Kamis, 06 Maret 2014

Sekeping Cerita di Kalimasada




Sebelumnya tak pernah terpikir olehku. Menjadi bagian dalam barisan ini, barisan yang membuatku merasakan lebih kuat dan bahagia dari diriku sebelumnya. Banyak perubahan yang ku rasa pada diriku. Di sini ku dapatkan banyak tempaan, tekanan dan banyak proses  yang membuatku merasa lebih hidup. Memang setiap proses yang mantap akan menghasilkan sesuatu yang baik. Seperti proses terjadinya intan, ia harus dibuat dengan tekanan dan suhu yang tinggi agar ia menjadi intan yang indah dan berkilauan.
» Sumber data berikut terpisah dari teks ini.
PR #32, opened 2012-01-03
Quickstart 18  - Programatic control of transactional behaviour

mmusgrov:
Initial commit. Shows how to take control of transaction demarcation and EntityManager enlistment.

### DIFF
--- a/bmt/pom.xml
+++ b/bmt/pom.xml
@@ -1,0 +1,133 @@
+<?xml version="1.0"?>
+<project xmlns="http://maven.apache.org/POM/4.0.0" xmlns:xsi="http://www.w3.org/2001/XMLSchema-instance" xsi:schemaLocation="http://maven.apache.org/POM/4.0.0 http://maven.apache.org/maven-v4_0_0.xsd">
+   <modelVersion>4.0.0</modelVersion>
+
+   <groupId>org.jboss.as.quickstarts</groupId>
+   <artifactId>jboss-as-bmt</artifactId>
+   <version>7.0.2-SNAPSHOT</version>
+   <packaging>war</packaging>
+   <name>JBoss AS Quickstarts: Bean Managed Transactions</name>
+   <description>JBoss AS Quickstarts: Bean Managed Transactions</description>
+
+   <url>http://jboss.org/jbossas</url>
+   <licenses>
+      <license>
+         <name>Apache License, Version 2.0</name>
+         <distribution>repo</distribution>
+         <url>http://www.apache.org/licenses/LICENSE-2.0.html</url>
+      </license>
+   </licenses>
+
+   <properties>
+      <!-- Explicitly declaring the source encoding eliminates the following 
+         message: -->
+      <!-- [WARNING] Using platform encoding (UTF-8 actually) to copy filtered 
+         resources, i.e. build is platform dependent! -->
+      <project.build.sourceEncoding>UTF-8</project.build.sourceEncoding>
+   </properties>
+
+   <dependencyManagement>
+      <dependencies>
+         <!-- Define the version of JBoss' Java EE 6 APIs we want to use -->
+         <!-- JBoss distributes a complete set of Java EE 6 APIs including
+            a Bill of Materials (BOM). A BOM specifies the versions of a "stack" (or
+            a collection) of artifacts. We use this here so that we always get the correct
+            versions of artifacts. Here we use the jboss-javaee-6.0 stack (you can
+            read this as the JBoss stack of the Java EE 6 APIs). You can actually
+            use this stack with any version of JBoss AS that implements Java EE 6, not
+            just JBoss AS 7! -->
+         <dependency>
+            <groupId>org.jboss.spec</groupId>
+            <artifactId>jboss-javaee-6.0</artifactId>
+            <version>3.0.0.Beta1</version>
+            <type>pom</type>
+            <scope>import</scope>
+         </dependency>
+      </dependencies>
+   </dependencyManagement>
+
+   <dependencies>
+
+      <!-- Import the CDI API, we use provided scope as the API is included 
+         in JBoss AS 7 -->
+      <dependency>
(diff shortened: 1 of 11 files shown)


bmt/pom.xml
```diff
@@ -0,0 +1,133 @@
...
+         in JBoss AS 7 -->
+      <dependency>
+         <groupId>org.jboss.spec.javax.servlet</groupId>
+         <artifactId>jboss-servlet-api_3.0_spec</artifactId>
+         <scope>provided</scope>
+      </dependency>
+
+      <!-- Import the JPA API, we use provided scope as the API is included 
+          in JBoss AS 7 -->
+      <dependency>
```
pmuir: Formatting has gone a bit crazy here ;-)

bmt/src/main/java/org/jboss/as/quickstarts/bmt/TransactionServlet.java
```diff
@@ -0,0 +1,99 @@
...
+     *
+     * Specify a persistence unit name (perhaps the application may want to interact with multiple
+     * databases).
+     */
+    @PersistenceUnit(unitName = "bmtDatabase")
+    private EntityManagerFactory entityManagerFactory;
+
+    // Inject a UserTransaction for manual transaction demarcation (this object is thread safe)
+    @Resource
+    private UserTransaction userTransaction;
```
pmuir: Not sure if you are aware you can use @Inject here as well if you want.

bmt/src/main/java/org/jboss/as/quickstarts/bmt/ManagedComponent.java
```diff
@@ -0,0 +1,73 @@
...
+     *  Ask the container to inject an Entity Manager (EM). As a consequence the EM will be
+     *  automatically enlisted into any new transactions started by the managed component
+     *  The unit name corresponds to the one defined in the archives persistence.xml file
+     */
+    @PersistenceContext(unitName = "bmtDatabase")
+    private EntityManager entityManager;
+
+    // Inject a UserTransaction for manual transaction demarcation.
+    @Resource
+    private UserTransaction ut;
```
pmuir: You could use @Inject rather than @Resource here. Might be better as it shows a more consistent programming model.

bmt/src/main/java/org/jboss/as/quickstarts/bmt/TransactionServlet.java
```diff
@@ -0,0 +1,99 @@
...
+
+    /*
+     * Inject a stateless bean. Although stateless beans are thread safe it is probably not a
+     * solution that scales particularly well.
+     */
+    @Inject
+    ManagedComponent managedBean;
+
+    // Create a POJO that will manage transactions and the JPA EntityManager itself
+    UnManagedComponent unManagedBean = new UnManagedComponent();
```
pmuir: Rather than instantiate a new object here manually, which will mean that no container services are available in it, including injection, you could use a plain managed bean from CDI which is not transactional anyway (and won't become so in a future EE rev!). This might show a more consistent programming model.

bmt/src/main/java/org/jboss/as/quickstarts/bmt/TransactionServlet.java
```diff
@@ -0,0 +1,99 @@
...
+
+    /**
+     * <p>Servlet entry point.
+     * </p>
+     * <p>The behaviour of the servlet is controlled by servlet query parameters.
+     * If parameters named "key" and "value" are present then that pair is added (or the key is updated if it already
+     * exists) to the database. If the parameter "strategy" is part of the request and has the value "unmanaged" then
+     * both the transaction and the EntityManager are controlled manually. Otherwise the Entity Manager is controlled
+     * by the container and the transaction is controlled by the developer.
```
pmuir, line 69: Personally, I would require "strategy" to be presnent and be one of managed or unmanaged - that just seems clearer to me -- less "magic"...

bmt/src/main/java/org/jboss/as/quickstarts/bmt/ManagedComponent.java
```diff
@@ -0,0 +1,73 @@
...
+         * create an EM for the during of the method call
+         */
+        try {
+            ut.begin();
+
+            /* Since the bean is managed by the container the Entity Manager (EM) and JTA transaction manager (TM) cooperate
+             * so there is no need to tell the EM about the transaction. Compare this with the UnManagedComponent class where
+             * the developer is managing the EM himself and therefore must explicitly tell the EM to join the transaction
+             */
+            String result = UnManagedComponent.updateKeyValueDatabase(entityManager, key, value);
```
pmuir: Not sure that a static method call is the best practice here - see my comments elsewhere about using a CDI managed bean here.

bmt/src/main/java/org/jboss/as/quickstarts/bmt/ManagedComponent.java
```diff
@@ -0,0 +1,73 @@
...
+
+            ut.commit();
+
+            return result;
+        } catch (Exception e) {
+            return e.getMessage();
```
pmuir, line 75: I'm interested that you don't do a rollback here?

pmuir:
A few comments and thoughts on app design, they may not be right - generally really nice and excellent comments!

mmusgrov:
I have accepted all of the above comments. Highlights:
- UnManagedComponent is now a simple CDI bean;
- You said "I would require "strategy" to be present and be one of managed or unmanaged" - I added an HTML checkbox for this parameter

sgilda:
Very nice example! 
Pete, do you want me to attempt the merge?

pmuir:
Pkease

## 

Pete Muir
http://in.relation.to/Bloggers/Pete

On 5 Jan 2012, at 20:30, sgilda
reply@reply.github.com
wrote:

sgilda:
Done. I looked at the commits to jbossas and it appears to be OK.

Desember 2012  adalah permulaan dari semuanya. Awal yang ku awali dengan langkah kecil ini, langkah untuk jalan cinta ini. Saat tangan kananku dan tangan kananmu menyatu. Tanganku digenggam erat olehmu, mbak-mbak kakak tingkat di kampusku. Mbak-mbak yang terlihat begitu anggun dengan pakaian takwanya, dengan kain panjang  yang terbalut di tubuhnya dengan rapi. Semburat senyum yang cantik selalu muncul ketika bertemu dengan wajahku. Itu awal semua hariku yang baru. Aku melihat iman di dalam diri mereka. Aku melihat ketaatan mereka. Melihat itu, dalam hatiku aku ingin menjadi bagian mereka. Mereka ingatkan diriku pada-Nya ketika aku lengah. Ada cahaya-Nya saat aku memandang mereka.
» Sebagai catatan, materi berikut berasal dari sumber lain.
PR #35, opened 2012-01-04
Quickstart 44

baranowb:
Simple application which logs data to console. Possibly there could be some sort custom config included?


baranowb:
Includes too much. Need to reopen.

Mereka manusia-manusia baru yang ada dalam hidupku. Mereka menginspirasiku dan aku ingin bersama mereka. Mereka pun membawaku ke dalam sebuah keluarga baru, keluarga lain yang hanya ku temui di sini. Rohis Kalimasada. Yah, Kerohanian Islam Mahasiswa Bahasa dan Sastra Indonesia, Universitas Negeri Semarang. Aku masuk rohis, untuk pertama kalinya.
Awal aku di jalan ini, aku hanya ingin mencoba rasanya berorganisasi, dan menjajal sesuatu yang baru yang belum pernah ku dapatkan sebelumnnya, namun ketika ku di sana aku temukan hal yang lebih dari itu, bukan hanya saya mengerti rasanya organisasi, syuro dan lain sebagainya. Tapi di sana ku temukan cinta, keluarga, amanah dan ukhuwah, tentunya empat hal tersebut  berbeda dari biasanya karena semuanya di dasarkan pada-Nya.
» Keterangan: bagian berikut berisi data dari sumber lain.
PR #36, opened 2012-01-04
Quickstart 44

baranowb:
Simple app to fill console with log4j entries.

### DIFF
--- a/log4jdemo/README.md
+++ b/log4jdemo/README.md
@@ -1,13 +1,76 @@
-Numberguess Example
-===================
+jboss-as-log4jdemo
+========================
 
-This example demonstrates how to use module in  in *JBoss AS 7*.
+What is it?
+-----------
 
-The example can be deployed using Maven from the command line or from Eclipse using
-JBoss Tools.
+This is a simple JSF 2.0 application which will teach you how easy it is to
+use container defined modules to limit size of application package and use 
+common version of certain classes at runitme.
 
-To set up Maven or JBoss Tools in Eclipse, refer to the _Getting Started Guide_.
+It is common for different applications to depend on third party libraries.
+By default, Java EE packages allow to include dependencies in deployable unit.
+This however may lead to uncontrolled growth of deployable unit. To avoid that, 
+one can use container defined module. Module is nothing more than container
+managed binary dependency, which is shared by all deployed applications.
 
-To deploy to JBoss AS 7, start JBoss AS 7, and type `mvn package jboss-as:deploy`. 
-The application is deployed to <http://localhost:8080/jboss-as-log4j>. You
-can read more details in the _Getting Started Guide_.
+For more details on class loading and modules please refer to <https://docs.jboss.org/author/display/AS7/Developer+Guide#DeveloperGuide-JBossDeploymentStructureFile> 
+
+This example is very simple. It declares dependecy on Apache Log4j module to
+allow itself to use custom logging framework.This example achieves this with simple 
+xml file: <b>src/main/webapp/WEB-INF/jboss-deployment-structure.xml</b>.
+For more details about this file please refer to <https://docs.jboss.org/author/display/AS7/Developer+Guide#DeveloperGuide-JBossDeploymentStructureFile>
+
+
+System requirements
+-------------------
+
+All you need to build this project is Java 6.0 (Java SDK 1.6) or better, Maven
+3.0 or better.
+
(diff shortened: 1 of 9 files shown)


sgilda:
Hi Bartosz,

Great example! I have a few comments and suggestions:
1. In the README.md file, could you please make the following changes?
   - It says the URL to run the example is here:
     http://localhost:8080/jboss-as-log4j. I believe it is actually
     here: http://localhost:8080/jboss-as-log4jdemo.
   - The title says "Numberguess Example". Could you change that to
     "Log4j Example"?
   - It says "This example demonstrates how to use module in  in _JBoss
     AS 7_." Could you change that to "This example demonstrates how to
     use the Apache log4j API in your application. It also shows how to
     add a module dependency to the deployment so that these classes
     are visible at runtime."
2. In the home.xhtml, maybe the instructions could say something like: 
   Type a message in the input field and click on Log. You can then view 
   the message in the server console.

Thanks,
Sande

log4jdemo/README.md
```diff
@@ -0,0 +1,13 @@
...
+This example demonstrates how to use module in  in *JBoss AS 7*.
+
+The example can be deployed using Maven from the command line or from Eclipse using
+JBoss Tools.
+
+To set up Maven or JBoss Tools in Eclipse, refer to the _Getting Started Guide_.
+
+To deploy to JBoss AS 7, start JBoss AS 7, and type `mvn package jboss-as:deploy`. 
+The application is deployed to <http://localhost:8080/jboss-as-log4j>. You
+can read more details in the _Getting Started Guide_.
```
pmuir: We generally use a standard layout for the readmes, which confusingly isn't the one followed by numberguess (our bad, we need to fix that!). Take a look at https://github.com/jbossas/quickstart/blob/master/helloworld-jsf/README.md for an example - please can you update to this format.

log4jdemo/pom.xml
```diff
@@ -0,0 +1,128 @@
...
+		<!-- [WARNING] Using platform encoding (UTF-8 actually) to copy filtered 
+			resources, i.e. build is platform dependent! -->
+		<project.build.sourceEncoding>UTF-8</project.build.sourceEncoding>
+		<!-- Define version of log4j we want to use. -->
+		<log4j.version>1.2.16</log4j.version>
+	</properties>
+
+	<dependencyManagement>
+		<dependencies>
+			<!-- Define Log4j dependency -->
```
pmuir: Actually, this defines the dependency version, the dependency itself is defined below. Sorry for being pedantic!

log4jdemo/pom.xml
```diff
@@ -0,0 +1,128 @@
...
+			<artifactId>log4j</artifactId>
+			<scope>provided</scope>
+		</dependency>
+
+	</dependencies>
+
+	<build>
+		<!-- Set the name of the war, used as the context root when the app is 
+			deployed -->
+		<finalName>jboss-as-log4jdemo</finalName>
```
pmuir: This should be ${project.artifactId}

log4jdemo/src/main/webapp/WEB-INF/jboss-deployment-structure.xml
```diff
@@ -0,0 +1,9 @@
+<jboss-deployment-structure>
+	<deployment>
+		
+		<dependencies>
+			<!-- Add dependency on log4j, this is not automatic dependency, it has to be explicitly defined, like follows: -->
+			<module name="org.apache.log4j" />
+		</dependencies>
+	</deployment>
+</jboss-deployment-structure>
```
pmuir, line 9: It would be worth calling out this file explicitly in the readme, as it's the key bit of the quickstart!

Mike does an excellent job with readmes, if you want inspiration https://github.com/jbossas/quickstart/pull/32/files#diff-0

pmuir:
Generally looks good, just a few small changes needed to make it excellent!

baranowb:
Updated, with some small tweaks Ive found.

sgilda:
The only change I would suggest is to the following wording, but it certainly isn't necessary. I'm just being picky. :-)
FROM: This example achieves this with simple xml file: : <b>src/main/webapp/WEB-INF/jboss-deployment-structure.xml</b>.
TO: This is achieved by adding the "org.apache.log4j" dependency to the <b>src/main/webapp/WEB-INF/jboss-deployment-structure.xml</b> file.
Pete, are you satisfied with this one now?

pmuir:
Merged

Bersua dengan punggawa lain di Kalimasada juga salah satu nikmat indah yang Allah berikan. Bagaimana tidak? Mereka adalah teman dan tim dalam jalan dakwah ini. Jalan yang insyaallah melanjutkan risalah Islam. Melakukan action agar Islam tetap dalam kemurniaanya dan mimpi saya tentunya, saya ingin Islam jaya kembali sebagai peradaban.
Memang di sini, bukan berarti kami orang-orang paling baik di antara semua manusia, karena mahluknya yang paling baik hanya Rasulullah Saw. Di sini kami sama, hanya saja kami saling mengingatkan ketika kami lupa dan terlena dengan dunia.
Dan sekarang sekarang aku sudah benar-benar merasakan cinta di jalan ini. Di jalan dakwahmu. Allah lah yang membawa kami ke dalam jalan ini. Terima kasih Allah, semoga kami bisa istikomah.